[[ Records for processing, beginning ]]
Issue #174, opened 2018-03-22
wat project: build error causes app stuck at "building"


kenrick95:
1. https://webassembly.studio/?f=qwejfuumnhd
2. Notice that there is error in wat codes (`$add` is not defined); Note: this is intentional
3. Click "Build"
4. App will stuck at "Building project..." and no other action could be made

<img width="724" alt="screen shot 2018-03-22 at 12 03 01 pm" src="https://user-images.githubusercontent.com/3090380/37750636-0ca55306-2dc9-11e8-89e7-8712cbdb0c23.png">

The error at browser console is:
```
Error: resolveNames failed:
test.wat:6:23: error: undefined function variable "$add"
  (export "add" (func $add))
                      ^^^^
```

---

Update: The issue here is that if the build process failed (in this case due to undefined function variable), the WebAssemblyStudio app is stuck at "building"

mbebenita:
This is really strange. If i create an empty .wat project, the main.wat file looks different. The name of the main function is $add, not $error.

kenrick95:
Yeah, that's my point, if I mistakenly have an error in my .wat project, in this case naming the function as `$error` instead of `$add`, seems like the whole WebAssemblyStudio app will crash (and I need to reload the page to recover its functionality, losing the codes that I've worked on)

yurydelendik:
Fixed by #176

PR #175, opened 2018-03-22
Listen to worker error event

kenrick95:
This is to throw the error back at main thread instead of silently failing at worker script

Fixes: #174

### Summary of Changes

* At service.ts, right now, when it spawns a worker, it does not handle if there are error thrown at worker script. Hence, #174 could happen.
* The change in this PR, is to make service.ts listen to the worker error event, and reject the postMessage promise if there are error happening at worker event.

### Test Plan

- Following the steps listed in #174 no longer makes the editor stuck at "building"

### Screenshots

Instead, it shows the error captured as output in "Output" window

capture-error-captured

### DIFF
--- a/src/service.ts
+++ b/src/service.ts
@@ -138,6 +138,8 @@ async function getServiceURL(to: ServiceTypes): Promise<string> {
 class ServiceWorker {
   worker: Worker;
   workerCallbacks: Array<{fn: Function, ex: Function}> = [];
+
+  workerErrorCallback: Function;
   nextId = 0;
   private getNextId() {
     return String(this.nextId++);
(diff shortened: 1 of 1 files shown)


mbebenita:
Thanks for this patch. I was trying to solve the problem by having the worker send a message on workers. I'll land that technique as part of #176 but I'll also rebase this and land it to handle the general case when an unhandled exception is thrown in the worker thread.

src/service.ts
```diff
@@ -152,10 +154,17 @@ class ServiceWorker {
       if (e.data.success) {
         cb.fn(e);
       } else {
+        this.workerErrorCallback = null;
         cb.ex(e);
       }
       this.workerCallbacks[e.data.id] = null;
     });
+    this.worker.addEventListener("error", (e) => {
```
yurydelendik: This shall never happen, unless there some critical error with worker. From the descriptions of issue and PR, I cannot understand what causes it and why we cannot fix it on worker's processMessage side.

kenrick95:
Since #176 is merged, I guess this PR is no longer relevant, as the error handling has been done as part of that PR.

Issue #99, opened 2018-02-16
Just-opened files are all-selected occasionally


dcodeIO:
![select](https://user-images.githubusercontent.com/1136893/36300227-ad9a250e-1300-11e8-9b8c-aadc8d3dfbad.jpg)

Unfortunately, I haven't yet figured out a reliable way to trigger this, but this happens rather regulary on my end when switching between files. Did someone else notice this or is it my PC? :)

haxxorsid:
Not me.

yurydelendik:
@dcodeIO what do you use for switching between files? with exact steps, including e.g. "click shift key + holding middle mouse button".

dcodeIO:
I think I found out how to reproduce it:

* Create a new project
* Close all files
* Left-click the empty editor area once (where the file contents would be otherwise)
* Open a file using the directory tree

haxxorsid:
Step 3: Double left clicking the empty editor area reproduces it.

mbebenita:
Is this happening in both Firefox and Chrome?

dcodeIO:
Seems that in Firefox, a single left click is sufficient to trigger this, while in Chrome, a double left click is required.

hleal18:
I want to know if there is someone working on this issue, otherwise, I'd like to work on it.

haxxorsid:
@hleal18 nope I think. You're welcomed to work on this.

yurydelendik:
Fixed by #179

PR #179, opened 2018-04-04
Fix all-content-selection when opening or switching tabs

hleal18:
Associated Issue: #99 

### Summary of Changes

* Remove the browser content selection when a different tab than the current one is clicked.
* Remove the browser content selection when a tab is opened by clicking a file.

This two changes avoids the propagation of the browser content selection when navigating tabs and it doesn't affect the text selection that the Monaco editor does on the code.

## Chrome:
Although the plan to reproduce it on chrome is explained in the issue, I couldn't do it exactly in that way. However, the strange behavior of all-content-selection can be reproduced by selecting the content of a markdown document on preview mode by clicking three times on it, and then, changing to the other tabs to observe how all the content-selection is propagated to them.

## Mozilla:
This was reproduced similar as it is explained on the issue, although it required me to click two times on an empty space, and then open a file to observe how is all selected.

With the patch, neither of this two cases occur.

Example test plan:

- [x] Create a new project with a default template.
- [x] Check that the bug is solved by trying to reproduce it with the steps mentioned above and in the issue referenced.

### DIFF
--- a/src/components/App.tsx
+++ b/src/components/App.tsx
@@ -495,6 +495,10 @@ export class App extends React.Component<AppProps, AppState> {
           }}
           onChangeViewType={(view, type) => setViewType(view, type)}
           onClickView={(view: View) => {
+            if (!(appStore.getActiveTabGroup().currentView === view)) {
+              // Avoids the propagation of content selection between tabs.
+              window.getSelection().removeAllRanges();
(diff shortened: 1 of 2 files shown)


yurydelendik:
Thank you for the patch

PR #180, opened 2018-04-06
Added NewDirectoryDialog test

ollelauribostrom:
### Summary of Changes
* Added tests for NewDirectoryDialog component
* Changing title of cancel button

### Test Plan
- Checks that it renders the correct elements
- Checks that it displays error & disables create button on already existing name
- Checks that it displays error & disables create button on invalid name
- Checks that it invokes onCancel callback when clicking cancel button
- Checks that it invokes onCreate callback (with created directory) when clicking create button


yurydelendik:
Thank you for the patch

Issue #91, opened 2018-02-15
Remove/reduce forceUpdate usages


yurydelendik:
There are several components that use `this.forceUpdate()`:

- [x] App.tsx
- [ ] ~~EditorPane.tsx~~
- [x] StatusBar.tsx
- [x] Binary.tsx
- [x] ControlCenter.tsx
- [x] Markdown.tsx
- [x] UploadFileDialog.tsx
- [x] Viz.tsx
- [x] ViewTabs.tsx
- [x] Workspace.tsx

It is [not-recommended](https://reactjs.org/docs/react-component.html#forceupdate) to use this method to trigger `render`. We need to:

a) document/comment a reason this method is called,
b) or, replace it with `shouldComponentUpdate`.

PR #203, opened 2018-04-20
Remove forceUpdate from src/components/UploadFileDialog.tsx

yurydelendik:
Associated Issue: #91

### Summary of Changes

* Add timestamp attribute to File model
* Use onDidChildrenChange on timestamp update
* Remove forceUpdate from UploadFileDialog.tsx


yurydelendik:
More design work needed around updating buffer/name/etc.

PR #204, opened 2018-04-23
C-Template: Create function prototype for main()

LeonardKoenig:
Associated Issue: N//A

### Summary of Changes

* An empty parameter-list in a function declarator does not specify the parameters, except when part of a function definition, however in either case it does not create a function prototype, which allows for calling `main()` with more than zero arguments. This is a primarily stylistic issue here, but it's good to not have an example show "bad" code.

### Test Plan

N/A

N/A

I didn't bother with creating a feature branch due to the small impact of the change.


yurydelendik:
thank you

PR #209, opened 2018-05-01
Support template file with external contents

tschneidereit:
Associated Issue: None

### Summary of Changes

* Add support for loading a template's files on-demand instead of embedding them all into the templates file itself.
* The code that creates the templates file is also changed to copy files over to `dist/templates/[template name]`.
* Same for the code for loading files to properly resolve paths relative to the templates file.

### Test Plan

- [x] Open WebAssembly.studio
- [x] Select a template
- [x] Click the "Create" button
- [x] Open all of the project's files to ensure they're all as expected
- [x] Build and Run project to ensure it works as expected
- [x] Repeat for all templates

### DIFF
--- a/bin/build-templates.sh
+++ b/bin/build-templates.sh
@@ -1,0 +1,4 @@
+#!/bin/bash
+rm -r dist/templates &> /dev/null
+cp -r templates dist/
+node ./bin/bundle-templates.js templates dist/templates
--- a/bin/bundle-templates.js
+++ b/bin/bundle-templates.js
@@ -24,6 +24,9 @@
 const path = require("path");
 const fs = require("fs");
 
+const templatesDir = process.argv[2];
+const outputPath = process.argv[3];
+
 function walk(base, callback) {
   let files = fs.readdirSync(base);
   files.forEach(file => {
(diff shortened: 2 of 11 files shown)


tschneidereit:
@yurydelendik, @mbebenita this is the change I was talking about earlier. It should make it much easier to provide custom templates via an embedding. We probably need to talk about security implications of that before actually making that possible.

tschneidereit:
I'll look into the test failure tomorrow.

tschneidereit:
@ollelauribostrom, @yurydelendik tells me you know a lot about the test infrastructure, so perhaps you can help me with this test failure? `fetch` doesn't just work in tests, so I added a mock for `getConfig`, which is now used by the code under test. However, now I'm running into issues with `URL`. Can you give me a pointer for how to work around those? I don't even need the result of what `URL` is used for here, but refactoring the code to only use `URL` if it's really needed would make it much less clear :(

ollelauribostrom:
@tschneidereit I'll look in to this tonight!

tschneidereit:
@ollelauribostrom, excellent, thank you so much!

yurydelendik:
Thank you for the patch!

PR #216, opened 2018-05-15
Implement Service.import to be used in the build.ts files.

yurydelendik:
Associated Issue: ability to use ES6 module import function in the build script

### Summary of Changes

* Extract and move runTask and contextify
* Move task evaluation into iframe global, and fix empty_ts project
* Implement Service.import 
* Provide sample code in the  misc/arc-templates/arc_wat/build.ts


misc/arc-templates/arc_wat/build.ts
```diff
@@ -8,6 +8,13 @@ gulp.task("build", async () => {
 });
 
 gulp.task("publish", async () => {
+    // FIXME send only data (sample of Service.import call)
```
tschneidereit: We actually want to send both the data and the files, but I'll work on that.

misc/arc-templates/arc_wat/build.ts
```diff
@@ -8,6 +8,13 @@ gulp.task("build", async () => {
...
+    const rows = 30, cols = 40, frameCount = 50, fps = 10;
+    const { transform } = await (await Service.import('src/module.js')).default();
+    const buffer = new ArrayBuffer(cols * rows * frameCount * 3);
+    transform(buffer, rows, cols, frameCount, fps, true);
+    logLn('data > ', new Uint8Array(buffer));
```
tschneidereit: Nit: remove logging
[[ Records for processing, end ]]
Please return the lines above that run from the line containing "- [ ] ~~EditorPane.tsx~~" to the line containing "The code that", inclusive, exactly and with no other lines.

- [ ] ~~EditorPane.tsx~~
- [x] StatusBar.tsx
- [x] Binary.tsx
- [x] ControlCenter.tsx
- [x] Markdown.tsx
- [x] UploadFileDialog.tsx
- [x] Viz.tsx
- [x] ViewTabs.tsx
- [x] Workspace.tsx

It is [not-recommended](https://reactjs.org/docs/react-component.html#forceupdate) to use this method to trigger `render`. We need to:

a) document/comment a reason this method is called,
b) or, replace it with `shouldComponentUpdate`.

PR #203, opened 2018-04-20
Remove forceUpdate from src/components/UploadFileDialog.tsx

yurydelendik:
Associated Issue: #91

### Summary of Changes

* Add timestamp attribute to File model
* Use onDidChildrenChange on timestamp update
* Remove forceUpdate from UploadFileDialog.tsx


yurydelendik:
More design work needed around updating buffer/name/etc.

PR #204, opened 2018-04-23
C-Template: Create function prototype for main()

LeonardKoenig:
Associated Issue: N//A

### Summary of Changes

* An empty parameter-list in a function declarator does not specify the parameters, except when part of a function definition, however in either case it does not create a function prototype, which allows for calling `main()` with more than zero arguments. This is a primarily stylistic issue here, but it's good to not have an example show "bad" code.

### Test Plan

N/A

N/A

I didn't bother with creating a feature branch due to the small impact of the change.


yurydelendik:
thank you

PR #209, opened 2018-05-01
Support template file with external contents

tschneidereit:
Associated Issue: None

### Summary of Changes

* Add support for loading a template's files on-demand instead of embedding them all into the templates file itself.
* The code that creates the templates file is also changed to copy files over to `dist/templates/[template name]`.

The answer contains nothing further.